PR #279, opened 2018-03-15
Point support

ali-ince:
This PR brings `Point` data type support to .NET Driver.

As part of this work;
1. Made better use of `IPackStreamStructHandler` interface across bolt messages and internal value types,
2. Reworked and rebuilt `PackStream` and `Bolt` related unit tests, in order to make them less cryptic and easy to maintain,
3. Added V2 protocol support,
4. Updated `xUnit` version.

API that will expose creating `Point` instances is not finalised yet, so it is not in this PR.


Neo4j.Driver/Neo4j.Driver/Internal/IO/StructHandlers/PointHandler.cs
```diff
@@ -0,0 +1,104 @@
...
+            return new Point(srId, x, y, z);
+        }
+
+        public void Write(IPackStreamWriter writer, object value)
+        {
+            switch (value)
+            {
+                case Point point:
+                {
+                    if (double.IsNaN(point.Z))
```
zhenlineo: Shall this testing the size of the value with `point.Dimension ` rather than NaN?

Neo4j.Driver/Neo4j.Driver/Internal/IO/StructHandlers/AckFailureMessageHandler.cs
```diff
@@ -0,0 +1,43 @@
...
+
+using System;
+using System.Collections.Generic;
+using System.Linq;
+using Neo4j.Driver.Internal.Messaging;
+using Neo4j.Driver.V1;
+
+namespace Neo4j.Driver.Internal.IO.StructHandlers
+{
+    internal class AckFailureMessageHandler : IPackStreamStructHandler
```
zhenlineo: Will it make sense if we have
```
internal abstract class WritableStructHandler : IPackStreamStructHandler
{
  public object Read(IPackStreamReader reader, byte signature, long size)
    {
      throw new ProtocolException($"It is not expected to receive {WritableTypes.toContentString()} messages from the server."); // or any meaning full way to address the type
    }
}
```
Similarly we could have a `ReadableStructHandler`.

BTW, We have a `toContentString` extension method to pretty print for `{string.Join(",", ReadableStructs)}`

Neo4j.Driver/Neo4j.Driver/V1/Types/IValue.cs
```diff
@@ -0,0 +1,24 @@
...
+// 
+// Unless required by applicable law or agreed to in writing, software
+// distributed under the License is distributed on an "AS IS" BASIS,
+// WITHOUT WARRANTIES OR CONDITIONS OF ANY KIND, either express or implied.
+// See the License for the specific language governing permissions and
+// limitations under the License.
+
+namespace Neo4j.Driver.V1
+{
+    public interface IValue
```
zhenlineo: Seems only Point is a `IValue` now. I assume `IValue` type is only for Cypher supported special Parameter types.
Pls add some docs for this new public API

zhenlineo: I do not know how to write this comment to class `ValueExtensions.cs`, so I am putting it here.

About `ValueExtensions.cs`, can you move the path of `ValueExtensions.cs`? it is in the public API. Will this enforce everyone to change the import path of this class?

zhenlineo (changes requested):
The tests looks good.
Just a few comments.

zhenlineo (approved):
:::
Whenever "size" shows up in a line of the listing, copy that whole line.

ANSWER TO THE EXERCISE -
zhenlineo: Shall this testing the size of the value with `point.Dimension ` rather than NaN?
  public object Read(IPackStreamReader reader, byte signature, long size)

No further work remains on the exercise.